Aim of the task - This exercise calls for every record to be set down exactly.
Records supplied section start
PR #613, opened 2022-06-29
Test/core executor

### LINKED ISSUE #545: [TEST] Jax System Core Executor
### What do you want to test?
Jax system core executor (in `mava/systems/jax/`)

### Outline of test structure
* Unit tests
* Test components and hooks

### Definition of done

mmorris44:
## What?
Test for core Mava executor.
## Why?
Robust testing for Mava release.
## How?
- Wrote unit tests for methods in the class
- Used `HookOrderTracking` to test hook orders
- Moved some integration tests out of existing files and into a new folder
- Fixed some issues with the parameter server test that a merged PR created
## Extra
Closes #545. Tests pass and example runs.
**Note:** tests in the `integration` folder are not new, they're just moved from previous locations.


RuanJohn (approved):
Looks good. I am not reviewing the integration tests now since we want to handle these when we move on to integration tests. All tests are passing and faulty executor integration tests are skipped.

tests/jax/core_system_components/executor_test.py
```diff
@@ -1,5 +1,5 @@
 # python3
-# Copyright 2021 InstaDeep Ltd. All rights reserved.
+# Copyright 2022 InstaDeep Ltd. All rights reserved.
```
arnupretorius, line 2: I think we should keep the year 2021 (the year Mava was released) for all files. This is also what I have seen done in other repos. However, I'm of course not an expert on this, so could be wrong. But keeping the year the same would make it easier to maintain.

tests/jax/core_system_components/executor_test.py
```diff
@@ -13,266 +13,234 @@
...
+from typing import Dict, List
 
-import functools
-from typing import Dict, Tuple
-
-import acme
+import dm_env
 import numpy as np
 import pytest
+from acme.types import NestedArray
```
arnupretorius, line 23: Let's please use Mava types

tests/jax/core_system_components/executor_test.py
```diff
@@ -13,266 +13,234 @@
...
+    """Test that store is handled properly in update"""
+    test_executor.update(wait=False)
+    assert not test_executor.store._wait
+    test_executor.update(wait=True)
+    assert test_executor.store._wait
+
+
+def test_init_hook_order(test_executor: TestExecutor) -> None:
+    """Test if init hooks are called in the correct order"""
+    assert test_executor.hook_list == [
```
arnupretorius, line 164: This is great, nice that we are testing hook order. We should also do this in other classes.

tests/jax/core_system_components/parameter_server_test.py
```diff
@@ -15,55 +15,17 @@
 
 """Tests for parameter server class for Jax-based Mava systems"""
 
-import functools
 import time
 from types import SimpleNamespace
-from typing import Dict, List, Tuple
+from typing import List
```
arnupretorius, line 20: Not sure why some code for the parameter server tests made it into this PR. But would be good to keep things separate as much as possible.

tests/jax/integration/__init__.py
```diff
@@ -1 +1,15 @@
-"""Jax systems integration tests"""
+# python3
+# Copyright 2022 InstaDeep Ltd. All rights reserved.
```
arnupretorius, line 2: Same as earlier, I think we can just keep all files at 2021

tests/jax/core_system_components/parameter_server_test.py
arnupretorius: Ah wait I see, it is because of the integration test. In that case, we could've perhaps made separate PRs for unit/integration testing. This instance is minor, I suspect it was just moving things around and so on, so no worries. But just something to keep in mind going forward, that we separate PRs sensibly.

arnupretorius (commented):
Look good to me 🙂 Thanks for this! 

Just left some minor comments.

tests/jax/core_system_components/executor_test.py
RuanJohn: Make sense to me. Updated.

tests/jax/core_system_components/executor_test.py
RuanJohn: Sorted.

tests/jax/core_system_components/executor_test.py
RuanJohn: It really is a nice way to go about testing the core components. We have been doing this for all core components where the hooks get called sequentially.

tests/jax/core_system_components/parameter_server_test.py
RuanJohn: Indeed, it looks like it was just because things were getting moved around.

mmorris44 (commented):
I'm happy with all the changes suggested by @arnupretorius and made by @RuanJohn. Would approve if I could :)

RuanJohn (approved):
Thanks @mmorris44!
Records supplied section end
Answer box -
PR #613, opened 2022-06-29
Test/core executor

### LINKED ISSUE #545: [TEST] Jax System Core Executor
### What do you want to test?
Jax system core executor (in `mava/systems/jax/`)

### Outline of test structure
* Unit tests
* Test components and hooks

### Definition of done

mmorris44:
## What?
Test for core Mava executor.
## Why?
Robust testing for Mava release.
## How?
- Wrote unit tests for methods in the class
- Used `HookOrderTracking` to test hook orders
- Moved some integration tests out of existing files and into a new folder
- Fixed some issues with the parameter server test that a merged PR created
## Extra
Closes #545. Tests pass and example runs.
**Note:** tests in the `integration` folder are not new, they're just moved from previous locations.


RuanJohn (approved):
Looks good. I am not reviewing the integration tests now since we want to handle these when we move on to integration tests. All tests are passing and faulty executor integration tests are skipped.

tests/jax/core_system_components/executor_test.py
```diff
@@ -1,5 +1,5 @@
 # python3
-# Copyright 2021 InstaDeep Ltd. All rights reserved.
+# Copyright 2022 InstaDeep Ltd. All rights reserved.
```
arnupretorius, line 2: I think we should keep the year 2021 (the year Mava was released) for all files. This is also what I have seen done in other repos. However, I'm of course not an expert on this, so could be wrong. But keeping the year the same would make it easier to maintain.

tests/jax/core_system_components/executor_test.py
```diff
@@ -13,266 +13,234 @@
...
+from typing import Dict, List
 
-import functools
-from typing import Dict, Tuple
-
-import acme
+import dm_env
 import numpy as np
 import pytest
+from acme.types import NestedArray
```
arnupretorius, line 23: Let's please use Mava types

tests/jax/core_system_components/executor_test.py
```diff
@@ -13,266 +13,234 @@
...
+    """Test that store is handled properly in update"""
+    test_executor.update(wait=False)
+    assert not test_executor.store._wait
+    test_executor.update(wait=True)
+    assert test_executor.store._wait
+
+
+def test_init_hook_order(test_executor: TestExecutor) -> None:
+    """Test if init hooks are called in the correct order"""
+    assert test_executor.hook_list == [
```
arnupretorius, line 164: This is great, nice that we are testing hook order. We should also do this in other classes.

tests/jax/core_system_components/parameter_server_test.py
```diff
@@ -15,55 +15,17 @@
 
 """Tests for parameter server class for Jax-based Mava systems"""
 
-import functools
 import time
 from types import SimpleNamespace
-from typing import Dict, List, Tuple
+from typing import List
```
arnupretorius, line 20: Not sure why some code for the parameter server tests made it into this PR. But would be good to keep things separate as much as possible.

tests/jax/integration/__init__.py
```diff
@@ -1 +1,15 @@
-"""Jax systems integration tests"""
+# python3
+# Copyright 2022 InstaDeep Ltd. All rights reserved.
```
arnupretorius, line 2: Same as earlier, I think we can just keep all files at 2021

tests/jax/core_system_components/parameter_server_test.py
arnupretorius: Ah wait I see, it is because of the integration test. In that case, we could've perhaps made separate PRs for unit/integration testing. This instance is minor, I suspect it was just moving things around and so on, so no worries. But just something to keep in mind going forward, that we separate PRs sensibly.

arnupretorius (commented):
Look good to me 🙂 Thanks for this! 

Just left some minor comments.

tests/jax/core_system_components/executor_test.py
RuanJohn: Make sense to me. Updated.

tests/jax/core_system_components/executor_test.py
RuanJohn: Sorted.

tests/jax/core_system_components/executor_test.py
RuanJohn: It really is a nice way to go about testing the core components. We have been doing this for all core components where the hooks get called sequentially.

tests/jax/core_system_components/parameter_server_test.py
RuanJohn: Indeed, it looks like it was just because things were getting moved around.

mmorris44 (commented):
I'm happy with all the changes suggested by @arnupretorius and made by @RuanJohn. Would approve if I could :)

RuanJohn (approved):
Thanks @mmorris44!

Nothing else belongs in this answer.